*** DATASET

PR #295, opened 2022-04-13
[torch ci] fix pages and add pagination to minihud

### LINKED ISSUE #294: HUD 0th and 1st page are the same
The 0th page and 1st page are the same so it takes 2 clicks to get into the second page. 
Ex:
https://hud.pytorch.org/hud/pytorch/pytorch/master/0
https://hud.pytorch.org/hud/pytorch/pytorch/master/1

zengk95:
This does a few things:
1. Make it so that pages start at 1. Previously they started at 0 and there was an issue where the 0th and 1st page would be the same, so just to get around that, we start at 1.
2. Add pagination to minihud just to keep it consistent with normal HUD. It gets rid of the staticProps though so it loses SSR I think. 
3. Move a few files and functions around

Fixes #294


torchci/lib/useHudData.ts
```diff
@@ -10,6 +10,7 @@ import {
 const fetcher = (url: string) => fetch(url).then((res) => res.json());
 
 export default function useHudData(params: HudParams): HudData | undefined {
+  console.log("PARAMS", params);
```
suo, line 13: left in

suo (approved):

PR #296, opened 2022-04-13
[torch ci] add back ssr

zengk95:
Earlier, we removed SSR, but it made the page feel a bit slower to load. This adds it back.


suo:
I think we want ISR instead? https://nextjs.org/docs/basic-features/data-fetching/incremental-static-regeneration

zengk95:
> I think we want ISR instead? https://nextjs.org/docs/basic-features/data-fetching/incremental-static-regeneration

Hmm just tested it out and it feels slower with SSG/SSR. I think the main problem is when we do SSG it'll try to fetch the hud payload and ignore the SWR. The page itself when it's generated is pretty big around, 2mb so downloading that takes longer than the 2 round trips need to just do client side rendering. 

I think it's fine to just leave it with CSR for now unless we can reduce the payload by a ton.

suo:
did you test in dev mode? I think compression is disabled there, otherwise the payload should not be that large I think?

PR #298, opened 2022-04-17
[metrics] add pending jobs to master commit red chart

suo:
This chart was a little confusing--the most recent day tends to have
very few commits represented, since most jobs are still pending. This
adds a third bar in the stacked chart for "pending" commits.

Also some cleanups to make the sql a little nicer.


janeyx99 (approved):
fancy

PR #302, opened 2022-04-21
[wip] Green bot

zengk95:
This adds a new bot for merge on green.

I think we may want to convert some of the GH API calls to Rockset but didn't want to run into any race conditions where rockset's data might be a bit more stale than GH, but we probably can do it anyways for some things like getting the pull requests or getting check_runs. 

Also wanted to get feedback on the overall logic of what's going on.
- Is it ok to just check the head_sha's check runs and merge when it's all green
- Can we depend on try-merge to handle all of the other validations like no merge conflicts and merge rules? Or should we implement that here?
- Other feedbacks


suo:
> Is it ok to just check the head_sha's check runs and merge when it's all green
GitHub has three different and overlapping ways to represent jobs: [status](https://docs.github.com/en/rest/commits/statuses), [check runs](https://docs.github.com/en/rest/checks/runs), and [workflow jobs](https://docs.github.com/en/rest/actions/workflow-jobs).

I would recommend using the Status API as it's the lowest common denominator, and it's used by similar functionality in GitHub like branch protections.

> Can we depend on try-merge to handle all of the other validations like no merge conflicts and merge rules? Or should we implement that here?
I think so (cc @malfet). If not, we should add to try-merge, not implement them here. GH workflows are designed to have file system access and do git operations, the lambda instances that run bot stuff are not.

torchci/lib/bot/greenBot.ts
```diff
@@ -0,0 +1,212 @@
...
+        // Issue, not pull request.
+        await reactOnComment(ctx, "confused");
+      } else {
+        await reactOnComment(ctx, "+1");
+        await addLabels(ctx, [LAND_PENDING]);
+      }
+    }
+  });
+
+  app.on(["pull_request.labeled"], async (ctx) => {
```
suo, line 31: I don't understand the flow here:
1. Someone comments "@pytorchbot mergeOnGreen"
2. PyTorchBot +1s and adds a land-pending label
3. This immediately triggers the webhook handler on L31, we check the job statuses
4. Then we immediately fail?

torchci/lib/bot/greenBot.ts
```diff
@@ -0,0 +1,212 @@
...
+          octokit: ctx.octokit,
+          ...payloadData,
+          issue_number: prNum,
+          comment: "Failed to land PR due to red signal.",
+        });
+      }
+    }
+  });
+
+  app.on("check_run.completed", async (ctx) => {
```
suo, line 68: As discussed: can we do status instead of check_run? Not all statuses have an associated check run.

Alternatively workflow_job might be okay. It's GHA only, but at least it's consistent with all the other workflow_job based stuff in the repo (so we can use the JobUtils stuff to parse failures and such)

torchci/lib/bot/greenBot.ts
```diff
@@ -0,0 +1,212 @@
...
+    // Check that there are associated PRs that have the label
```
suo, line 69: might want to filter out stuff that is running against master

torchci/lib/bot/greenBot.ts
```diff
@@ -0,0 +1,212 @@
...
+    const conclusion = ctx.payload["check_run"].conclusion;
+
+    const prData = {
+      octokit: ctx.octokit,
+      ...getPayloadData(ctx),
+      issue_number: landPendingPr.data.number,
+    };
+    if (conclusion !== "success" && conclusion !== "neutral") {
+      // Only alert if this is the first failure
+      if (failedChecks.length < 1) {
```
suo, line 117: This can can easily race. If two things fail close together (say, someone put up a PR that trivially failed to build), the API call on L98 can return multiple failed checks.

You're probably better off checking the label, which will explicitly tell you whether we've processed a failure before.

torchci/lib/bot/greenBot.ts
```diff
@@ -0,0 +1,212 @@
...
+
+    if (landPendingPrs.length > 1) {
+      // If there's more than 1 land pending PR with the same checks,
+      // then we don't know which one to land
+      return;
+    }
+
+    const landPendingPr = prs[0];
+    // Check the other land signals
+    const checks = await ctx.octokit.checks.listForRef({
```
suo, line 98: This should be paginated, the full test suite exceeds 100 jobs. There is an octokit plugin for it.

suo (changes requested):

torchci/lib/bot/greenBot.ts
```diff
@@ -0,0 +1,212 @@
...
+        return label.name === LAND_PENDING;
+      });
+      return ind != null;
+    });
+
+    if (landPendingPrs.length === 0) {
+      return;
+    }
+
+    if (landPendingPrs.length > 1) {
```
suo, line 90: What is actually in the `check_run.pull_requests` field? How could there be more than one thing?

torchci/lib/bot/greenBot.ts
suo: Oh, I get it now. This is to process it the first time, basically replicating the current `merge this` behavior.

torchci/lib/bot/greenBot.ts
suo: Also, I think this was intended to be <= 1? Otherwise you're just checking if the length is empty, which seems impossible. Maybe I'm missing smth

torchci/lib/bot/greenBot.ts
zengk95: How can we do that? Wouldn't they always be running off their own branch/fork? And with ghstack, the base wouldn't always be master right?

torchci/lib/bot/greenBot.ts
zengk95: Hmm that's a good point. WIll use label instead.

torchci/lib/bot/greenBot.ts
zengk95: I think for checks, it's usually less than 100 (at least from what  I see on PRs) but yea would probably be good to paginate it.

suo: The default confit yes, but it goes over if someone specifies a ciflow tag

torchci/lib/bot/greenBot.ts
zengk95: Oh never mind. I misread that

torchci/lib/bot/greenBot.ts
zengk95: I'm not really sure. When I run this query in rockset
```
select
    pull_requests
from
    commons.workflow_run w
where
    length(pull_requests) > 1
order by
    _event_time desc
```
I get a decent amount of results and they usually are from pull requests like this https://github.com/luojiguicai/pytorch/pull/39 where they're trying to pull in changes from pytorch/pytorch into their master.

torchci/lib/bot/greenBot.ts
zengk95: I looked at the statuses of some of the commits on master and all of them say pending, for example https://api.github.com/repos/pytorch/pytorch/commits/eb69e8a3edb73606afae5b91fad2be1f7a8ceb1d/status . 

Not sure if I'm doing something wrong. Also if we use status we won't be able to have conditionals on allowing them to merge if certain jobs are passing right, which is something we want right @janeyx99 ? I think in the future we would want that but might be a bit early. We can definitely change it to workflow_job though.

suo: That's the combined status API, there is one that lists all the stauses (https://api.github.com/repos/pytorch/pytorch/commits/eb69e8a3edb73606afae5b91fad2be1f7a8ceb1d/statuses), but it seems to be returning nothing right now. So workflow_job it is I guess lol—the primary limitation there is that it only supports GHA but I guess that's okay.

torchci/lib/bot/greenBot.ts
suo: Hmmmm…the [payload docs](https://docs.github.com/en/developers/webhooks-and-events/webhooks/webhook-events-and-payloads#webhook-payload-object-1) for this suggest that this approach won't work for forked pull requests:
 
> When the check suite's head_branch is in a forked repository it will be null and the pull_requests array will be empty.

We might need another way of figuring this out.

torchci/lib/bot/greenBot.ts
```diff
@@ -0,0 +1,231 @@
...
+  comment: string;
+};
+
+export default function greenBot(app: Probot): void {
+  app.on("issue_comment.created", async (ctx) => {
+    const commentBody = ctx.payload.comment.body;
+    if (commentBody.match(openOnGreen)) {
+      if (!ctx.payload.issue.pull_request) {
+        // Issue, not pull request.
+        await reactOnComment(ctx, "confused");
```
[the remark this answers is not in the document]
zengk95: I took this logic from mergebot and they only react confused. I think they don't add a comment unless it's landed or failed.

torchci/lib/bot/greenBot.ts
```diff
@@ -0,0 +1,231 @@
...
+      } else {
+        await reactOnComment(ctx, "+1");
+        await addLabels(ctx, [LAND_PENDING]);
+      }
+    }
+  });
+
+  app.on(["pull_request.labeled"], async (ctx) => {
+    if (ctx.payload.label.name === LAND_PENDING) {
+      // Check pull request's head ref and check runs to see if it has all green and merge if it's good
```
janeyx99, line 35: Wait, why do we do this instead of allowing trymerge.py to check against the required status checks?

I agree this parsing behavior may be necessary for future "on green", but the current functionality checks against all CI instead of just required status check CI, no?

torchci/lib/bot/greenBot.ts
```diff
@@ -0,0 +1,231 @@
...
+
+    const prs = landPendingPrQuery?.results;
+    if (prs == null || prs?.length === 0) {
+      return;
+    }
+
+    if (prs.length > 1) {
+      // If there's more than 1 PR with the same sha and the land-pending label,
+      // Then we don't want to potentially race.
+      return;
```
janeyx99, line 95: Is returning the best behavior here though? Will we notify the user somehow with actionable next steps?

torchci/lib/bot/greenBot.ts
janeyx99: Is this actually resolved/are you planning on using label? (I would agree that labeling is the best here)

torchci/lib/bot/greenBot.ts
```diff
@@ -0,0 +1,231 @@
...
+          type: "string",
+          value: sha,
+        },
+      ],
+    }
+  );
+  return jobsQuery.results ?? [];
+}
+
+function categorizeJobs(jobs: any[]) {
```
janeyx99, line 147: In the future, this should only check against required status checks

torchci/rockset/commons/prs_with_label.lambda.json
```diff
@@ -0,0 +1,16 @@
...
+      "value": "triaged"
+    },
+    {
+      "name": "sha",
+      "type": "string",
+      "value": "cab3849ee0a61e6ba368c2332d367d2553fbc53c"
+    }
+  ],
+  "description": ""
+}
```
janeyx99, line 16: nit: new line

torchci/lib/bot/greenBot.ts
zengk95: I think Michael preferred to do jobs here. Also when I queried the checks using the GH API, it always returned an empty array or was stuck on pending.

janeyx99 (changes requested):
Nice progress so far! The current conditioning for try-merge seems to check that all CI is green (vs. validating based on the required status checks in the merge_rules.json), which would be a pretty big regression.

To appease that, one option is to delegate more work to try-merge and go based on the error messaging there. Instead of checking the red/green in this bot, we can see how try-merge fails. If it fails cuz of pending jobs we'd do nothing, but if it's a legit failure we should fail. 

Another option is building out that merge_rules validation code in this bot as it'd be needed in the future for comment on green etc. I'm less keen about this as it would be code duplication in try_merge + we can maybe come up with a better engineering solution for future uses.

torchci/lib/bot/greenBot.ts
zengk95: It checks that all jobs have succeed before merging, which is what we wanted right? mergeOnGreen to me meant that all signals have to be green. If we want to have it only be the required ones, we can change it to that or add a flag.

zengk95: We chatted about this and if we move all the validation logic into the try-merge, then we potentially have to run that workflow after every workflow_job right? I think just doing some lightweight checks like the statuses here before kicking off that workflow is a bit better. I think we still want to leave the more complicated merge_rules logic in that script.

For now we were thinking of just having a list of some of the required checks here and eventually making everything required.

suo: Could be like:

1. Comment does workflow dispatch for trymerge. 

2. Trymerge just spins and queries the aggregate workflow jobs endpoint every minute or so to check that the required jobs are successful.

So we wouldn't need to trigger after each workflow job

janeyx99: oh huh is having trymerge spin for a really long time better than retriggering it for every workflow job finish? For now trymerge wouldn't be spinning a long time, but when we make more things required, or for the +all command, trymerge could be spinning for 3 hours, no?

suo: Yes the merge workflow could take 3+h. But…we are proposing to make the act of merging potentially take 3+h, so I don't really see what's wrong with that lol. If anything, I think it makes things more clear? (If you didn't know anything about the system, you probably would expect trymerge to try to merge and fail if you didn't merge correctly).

******

WHAT THE TASK ASKS
From the data above, output exactly the lines between the one containing "Earlier, we removed" and the one containing "This chart was", counting both of them.

RESPONSE
Earlier, we removed SSR, but it made the page feel a bit slower to load. This adds it back.


suo:
I think we want ISR instead? https://nextjs.org/docs/basic-features/data-fetching/incremental-static-regeneration

zengk95:
> I think we want ISR instead? https://nextjs.org/docs/basic-features/data-fetching/incremental-static-regeneration

Hmm just tested it out and it feels slower with SSG/SSR. I think the main problem is when we do SSG it'll try to fetch the hud payload and ignore the SWR. The page itself when it's generated is pretty big around, 2mb so downloading that takes longer than the 2 round trips need to just do client side rendering. 

I think it's fine to just leave it with CSR for now unless we can reduce the payload by a ton.

suo:
did you test in dev mode? I think compression is disabled there, otherwise the payload should not be that large I think?

PR #298, opened 2022-04-17
[metrics] add pending jobs to master commit red chart

suo:
This chart was a little confusing--the most recent day tends to have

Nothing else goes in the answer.